[Excerpts from a dataset]
PR #1264, opened 2025-09-08
Update the virtual memory documentation.

pmundkur:
Convert the vmem notes to Markdown like the other docs, and bring the diagram up-to-date.  Also update some comments in the vmem code.


model/riscv_vmem_tlb.sail
```diff
@@ -79,10 +79,10 @@ function tlb_hash forall 'v, is_sv_mode('v) . (
 ) -> tlb_index_range =
   unsigned(vpn[5 .. 0])
 
-// PUBLIC: invoked in init_vmem() [riscv_vmem.sail]
+// PUBLIC: invoked in reset_vmem() [riscv_vmem.sail]
```
Timmmm, line 82: That reminds me, Sail supports a `Private` annotation now. We should probably start organising the files into directories that match the module structure, and use `Private`.

Issue #1266, opened 2025-09-09
Reorganise file structure into modules


Timmmm:
Currently we have a massive list of `.sail` files, most of which redundantly start with `riscv_`. Now that we use `riscv.sail_project` to make a module structure we should probably organise the actual files into directories that match the module structure, and also remove the `riscv_` prefixes while we're at it. A lot of the module names also have `riscv_` that I think we could drop, e.g. `riscv_exceptions`.

We probably only need to go one level deep, i.e. `model/extensions/I/base_types.sail` rather than `model/extensions/I/I_types/base_types.sail`.

PR #1267, opened 2025-09-10
Reorganise file structure into modules

KotorinMinami:
for #1266


pmundkur (changes requested):
Thanks for taking a crack at this!  The `AddingExtensions.md::"Naming the new files"` needs to be updated, as well as ` doc/figs/notes_Virtual_Memory_Fig1.svg`.

model/riscv.sail_project
```diff
@@ -2,68 +2,68 @@ variable TERMINATION_FILE = false
...
+    core/sys_regs.sail,
+    core/ext_regs.sail,
+    core/addr_checks_common.sail,
+    core/addr_checks.sail,
+    core/misa_ext.sail,
+    core/softfloat_interface.sail,
 }
 
 riscv_exceptions {
   requires riscv_core
```
jordancarlin: How about also renaming these modules to drop the `riscv_` prefix. Applies to `riscv_exceptions`, `riscv_core`, `riscv_termination`, and `riscv_postlude`.

arichardson:
For a lot of extensions, the file name duplicates the folder name. Would it make sense to just use something like `Zicond/instructions.sail` and `Zicond/types.sail` instead of `model/extensions/Zicond/{insts_zicond,zicond_types}.sail`?

Timmmm:
On the other hand it might cause more confusion if we have a Sail module structure that differs from the filesystem structure.

I think I would say we should stick to filesystem=modules where possible, and perhaps in future make the modules more fine grained so we don't have so many things confusingly lumped together in `core` and `sys`.

pmundkur (commented):
It would be good to merge this soon to avoid having to continually fix conflicts. In today's meeting, the consensus was to have the filesystem structure match the module structure as much as possible, with other fine-tuning (e.g. splitting the prelude out) left for later.   But we should at least also rename `doc/figs/notes_Virtual_Memory_Fig1.svg` as suggested.

pmundkur (approved):

pmundkur:
This has conflicts again.  Let's merge this as soon as this is rebased.

model/riscv.sail_project
```diff
@@ -180,203 +180,203 @@ extensions {
...
   }
 
   Zihintpause {
     requires riscv
     before I_insts // PAUSE overrides a FENCE
-    files riscv_insts_zihintpause.sail
+    files extensions/Zihintpause/zihintpause_insts.sail
   }
 
   bfloat16 {
```
nadime15, line 382: This needs to be updated now that Zfbfmin has been merged.

nadime15: Ups looks like the line references did not work, I meant this part:

```
bfloat16 {
 bfloat16_core {
      requires riscv, FD
      files riscv_insts_zfbfmin_utils.sail
    }
    Zfbfmin {
      requires riscv, FD, bfloat16_core
      files riscv_insts_zfbfmin.sail
    }
}
```

pmundkur:
Rebased.

nadime15 (approved):

PR #1274, opened 2025-09-12
Use C++ Sail output

Timmmm:
This switches from using Sail's C output to using C++. The output code gets wrapped in a `class`, which means we can create more than one instance of it (e.g. for multicore).

The `Model` class is currently *not* thread safe due to the use of temporary globals in `sail.c`. So although you can simulate multicore systems, you have to execute them one at a time.

The handling of platform callbacks is a little convoluted but I think this is a quite flexible solution. Sail is instructed to derive the `Model` class from `PlatformImpl` which has virtual methods for all of the platform callbacks with default nop implementations.

This means the default `Model` can be constructed and has a "nop" platform. Then we add our implementation of the platform with `ModelImpl` which overrides those methods.

`ModelImpl` also allows registering callback receivers.

This is not 100% perfect yet. We still have a global `g_model`, which is not ideal.

### DIFF
--- a/c_emulator/riscv_model_impl.cpp
+++ b/c_emulator/riscv_model_impl.cpp
@@ -200,8 +200,7 @@ bool ModelImpl::valid_reservation(unit)
 
 unit ModelImpl::plat_term_write(mach_bits s)
 {
-  char c = s & 0xff;
-  plat_term_write_impl(c);
+  plat_term_write_impl(static_cast<char>(s));
   return UNIT;
 }
 


model/core/prelude.sail
```diff
@@ -34,17 +34,17 @@ overload operator | = {or_vec}
 
 overload operator ^ = {xor_vec, concat_str}
 
-val sub_vec = pure {c: "sub_bits", lean: "_lean_sub", _: "sub_vec"} : forall 'n. (bits('n), bits('n)) -> bits('n)
+val sub_vec = pure {cpp: "sub_bits", lean: "_lean_sub", _: "sub_vec"} : forall 'n. (bits('n), bits('n)) -> bits('n)
```
arichardson: I wonder if people still want to generate C code for the model for downstream uses? Should we keep both, or have sail default the c one to the cpp if not defined? Or the other way around?

Timmmm: Oh yeah I think we may as well keep both when they are both available - at least all the built-in Sail functions. Not sure about the other ones...

arichardson: Agreed, probably only needed for the builtins.

arichardson: Also is there any reason this is not part of sail itself?

Timmmm: Yeah I dunno, I feel like there's quite a bit in risc-v's prelude that should probably be in Sail's prelude.

Alasdair: It's currently set up so the first definition will take precedence, and subsequent definitions are a warning so things can safely be moved into the Sail prelude without breaking anything.

nadime15:
This is probably unrelated for now, but enabling multi-hart simulation would affect the Debug Module we are working on. 
At the moment, we assume only a single hart is available, but in theory the Debug Module can manage a large number of harts.

So far, all of our code has been written in Sail (since it makes handling the many registers and bitfields easier), but I think parts of the Debug Module would need to be moved back to C++ to properly support 1+N harts.

Timmmm:
That's a good point. I was sort of vaguely aware of that. I guess in theory you could still write it in Sail as long as it was a completely separate Sail model, and then you'd need to connect them somehow.

nadime15:
> I guess in theory you could still write it in Sail as long as it was a completely separate Sail model, and then you'd need to connect them somehow.

Yeah, that would be perfect if this was possible! We can revisit this topic once this PR is merged, along with the debug stuff.

c_emulator/riscv_callbacks_log.cpp
```diff
@@ -31,79 +31,98 @@ log_callbacks::log_callbacks(bool config_print_reg,
...
+              static_cast<int>(value.len / 4), value.bits);
     }
   }
 }
 
-void log_callbacks::freg_write_callback(unsigned reg, sbits value)
+void log_callbacks::freg_write_callback(model::Model &model, unsigned reg,
+                                        sbits value)
 {
+  (void)model;
```
arichardson:
```suggestion
void log_callbacks::freg_write_callback(model::Model &, unsigned reg,
                                        sbits value)
{
```

Could do that instead? Or add [[maybe_unused]] to the argument?

Timmmm: Done

model/core/prelude.sail
Timmmm: I added `c:` for the built-in functions.

c_emulator/riscv_sim.cpp
```diff
@@ -82,18 +80,23 @@ uint64_t insn_limit = 0;
 char *sailcov_file = nullptr;
 #endif
 
+// Single global model instance.
+// TODO: This shouldn't be global, but it is due facilitate gradual transition
```
jordancarlin:
```suggestion
// TODO: This shouldn't be global, but it is to facilitate gradual transition
```

model/CMakeLists.txt
```diff
@@ -50,7 +50,7 @@ separate_arguments(sail_srcs UNIX_COMMAND "${sail_list_files}")
 
 # Generate C code from Sail model
```
jordancarlin:
```suggestion
# Generate C++ code from Sail model
```

c_emulator/riscv_sail.h
jordancarlin, line 1: Any reason not to drop this file now and directly include `sail_riscv_model.h` where this file used to be included?

model/CMakeLists.txt
jordancarlin:
```suggestion
############# C++ #############
```

jordancarlin (changes requested):
Some initial comments. Will review in more detail later.

I also think it might be worth renaming the `c_emulator` directory to `cpp_emulator`.

arichardson:
> Some initial comments. Will review in more detail later.
> 
> I also think it might be worth renaming the `c_emulator` directory to `cpp_emulator`.

Or just `emulator` since the ocaml one no longe exists?

c_emulator/riscv_sail.h
Timmmm: Yeah it was sort of a selfish reason though - Codasip is using a modified version of the Sail model for microarchitectural lockstep verification (or "macro-ops" instead of instructions), and having every `#include "sail_riscv_model.h"` go through `riscv_sail.h` made it really easy to switch headers with a single `#ifdef` in `riscv_sail.h`, i.e. I modified `riscv_sail.h` to be like

```
#ifdef MOP_MODEL
#include "sail_mop_model.h"
#else
#include "sail_riscv_model.h"
#endif
```

Buuutt... I don't work there any more, and I guess it's not too hard to just modify all the places that `#incldue "sail_riscv_model.h"` to have that ifdef instead.

Timmmm:
> Or just emulator since the ocaml one no longe exists?

I think I originally did that when the OCaml emulator was removed but people wanted to keep the `c_`. I can't remember why exactly. Maybe in case we add the OCaml one back one day? Or a Rust one? :-D

Timmmm:
Rebased. That was fairly painful so I'm afraid I had to remove the reservation printing option. I don't think it's too bad since it didn't really exist until very recently. We can add it back later.

It would be good to get this merged fairly soon to avoid more painful rebases!

c_emulator/riscv_sail.h
Timmmm: Done.

c_emulator/riscv_callbacks_if.h
```diff
@@ -2,64 +2,80 @@
...
+}
 
 class callbacks_if {
 public:
   virtual ~callbacks_if() = default;
-  // TODO: finding ways to improve the format
-  virtual void fetch_callback([[maybe_unused]] sbits opcode) { }
-  virtual void mem_write_callback([[maybe_unused]] const char *type,
+
+  virtual void fetch_callback([[maybe_unused]] model::Model &model,
```
arichardson: Is the namespace and class hardcoded in sail? I'd find riscv::Model slightly more readable. But no need to change this just an observation.

c_emulator/riscv_model_impl.h
```diff
@@ -0,0 +1,93 @@
...
+
+#include "sail.h"
+#include "sail_riscv_model.h"
+
+extern FILE *trace_log;
+extern int term_fd;
+void plat_term_write_impl(char c);
+
+// Model wrapped with an implementation of its platform callbacks.
+class ModelImpl : public model::Model {
```
arichardson: Might be worth marking this class as final so that the compiler can turn all the virtual function calls into a direct call. We can probably also change the way the sail emits C++ output, but using final should hopefully be equivalent when building with LTO.

c_emulator/riscv_callbacks_if.h
Timmmm: No there is a CLI option to change it. I wonder if it should actually be `hart::Model` because in future we might also end up with `plic::Model`, `imsic::Model`, `debug_module::Model` etc. if we decide to go that route...

Timmmm: Done

c_emulator/riscv_model_impl.h
Timmmm: Done.

test/unit_tests/main_unit_tests.cpp
```diff
@@ -6,7 +6,7 @@
 // Generated in the model C code. This is a simple test runner that just
```
jordancarlin, line 6:
```suggestion
// Generated in the model C++ code. This is a simple test runner that just
```

doc/ReadingGuide.md
```diff
@@ -278,16 +278,7 @@ platform model with any ISA implementation choices if specified,
...
-by the Sail compiler and contains calls to the platform interface
-[riscv_platform.h](../c_emulator/riscv_platform.h) for
-platform-specific information and to the callback interface
-[riscv_callbacks.h](../c_emulator/riscv_callbacks.h) for state-change
-events and logging. These provide the definitions declared as
-externally specified in the Sail files
-[platform.sail](../model/sys/platform.sail),
-[sys_reservation.sail](../model/sys/sys_reservation.sail) and
-[callbacks.sail](../model/core/callbacks.sail).
+TODO: Update description.
```
jordancarlin: A basic version of the new structure should be included before merging.

c_emulator/riscv_platform_if.h
```diff
@@ -0,0 +1,191 @@
...
+class callbacks_if;
+
+namespace model {
+class Model;
+}
+
+// The Model class derives from this one so when Sail calls C callback
+// functions it actually calls methods of this class. However they are
+// virtual functions so they actually call the Platform implementations
+// (see riscv_platform_impl.h). It's done this way because:
```
jordancarlin: `riscv_model_impl.h`? There is no `riscv_platform_impl.h`. And if so, should we rename this file to `riscv_model_if.h` (or vice versa)?

jordancarlin:
Oops. Seems like I hit the wrong button and triggered a review from Copilot. Feel free to disregard.

c_emulator/riscv_platform_if.h
```diff
@@ -0,0 +1,191 @@
...
+  virtual unit trap_callback([[maybe_unused]] bool is_interrupt,
+                             [[maybe_unused]] fbits cause)
+  {
+    return UNIT;
+  }
+
+  // Provides entropy for the scalar cryptography extension.
+  virtual mach_bits plat_get_16_random_bits(unit)
+  {
+    return UNIT;
```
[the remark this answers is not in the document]
Timmmm: Ooo technically doesn't matter but this is correct. Fixed.

c_emulator/riscv_platform_if.h
```diff
@@ -0,0 +1,191 @@
+#pragma once
+
+#include "sail.h"
+
+class callbacks_if;
+
+namespace model {
```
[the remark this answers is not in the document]
Timmmm: Oops this declaration was unused. Removed.

Timmmm:
It caught a couple of very minor issues at least...

c_emulator/riscv_platform_if.h
Timmmm: Oops yeah should have been `riscv_model_impl.h`. I think `platform` is still an ok name though because this is an interface to the platform for the model... if that makes sense?

doc/ReadingGuide.md
Timmmm: Done

c_emulator/riscv_model_impl.cpp
```diff
@@ -0,0 +1,279 @@
...
+{
+  return m_reservation_valid;
+}
+
+unit ModelImpl::plat_term_write(mach_bits s)
+{
+  char c = s & 0xff;
+  plat_term_write_impl(c);
+  return UNIT;
+}
```
nadime15, line 205: Does it make sense to add a comment here and to describe what is happening? I had to pipe this into chatgpt to understand it, especially the bit manipulation was a not obvious with the magic number.
```suggestion
unit ModelImpl::plat_term_write(mach_bits s)
{
  plat_term_write_impl(static_cast<char>(s));
  return UNIT;
}
```

Timmmm: Yeah I think `static_cast<>` is better and more obvious. Probably don't need a comment with that.

c_emulator/riscv_platform_if.h
jordancarlin: Fine either way, but I think it would be easier to follow the logic if the interface and implementation names match.

c_emulator/riscv_platform_if.h
```diff
@@ -0,0 +1,187 @@
...
+  virtual unit fetch_callback([[maybe_unused]] sbits opcode)
+  {
+    return UNIT;
+  }
+  virtual unit mem_write_callback([[maybe_unused]] const char *type,
+                                  [[maybe_unused]] sbits paddr,
+                                  [[maybe_unused]] uint64_t width,
+                                  [[maybe_unused]] lbits value)
+  {
+    return UNIT;
```
arichardson, line 30: I wonder if we should just move the callback registration and "loop over all registered callbacks" logic directly into this class? Then we don't need the it to be virtual and we can remove the [[maybe_unused]].

Alternatively, make them pure virtual, then we can also drop the [[maybe_unused]]?

Timmmm: I didn't do it like that because at this level you don't have access to `hart::Model`, so you can't do things like checking what xlen is in your callback by reading `hart::Model::zxlen` (we probably shouldn't do that, but you get the idea).

Timmmm:
Ok I'll give it a good few days, seeing as this is a pretty huge change, and then merge it.

c_emulator/riscv_platform_if.h
arichardson: Thanks that makes sense. Should the callback functions be pure virtual though?

Timmmm: That doesn't quite work because the generated unit testing function instantiates `hart::Model` to run the unit tests.

I guess maybe they should throw exceptions or something so you don't get confused why e.g. reservations don't work in unit tests...

(And I guess ideally we'd pass the model instance into the unit test function, but it doesn't work like that currently.)

Timmmm: I made https://github.com/rems-project/sail/issues/1556 so we don't forget... hopefully.

Arielfoever:
> Oops. Seems like I hit the wrong button and triggered a review from Copilot. Feel free to disregard.

little bit off topic.

Just wondering where is the button? Want to try in #1370

jordancarlin:
> > Oops. Seems like I hit the wrong button and triggered a review from Copilot. Feel free to disregard.
> 
> little bit off topic.
> 
> Just wondering where is the button? Want to try in #1370

In the top right where you can request reviews from anyone else.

## EXERCISE DESCRIPTION
The answer must be every line from the records above that contains the word "directories", copied out.

## ANSWER BOX
Timmmm, line 82: That reminds me, Sail supports a `Private` annotation now. We should probably start organising the files into directories that match the module structure, and use `Private`.
Currently we have a massive list of `.sail` files, most of which redundantly start with `riscv_`. Now that we use `riscv.sail_project` to make a module structure we should probably organise the actual files into directories that match the module structure, and also remove the `riscv_` prefixes while we're at it. A lot of the module names also have `riscv_` that I think we could drop, e.g. `riscv_exceptions`.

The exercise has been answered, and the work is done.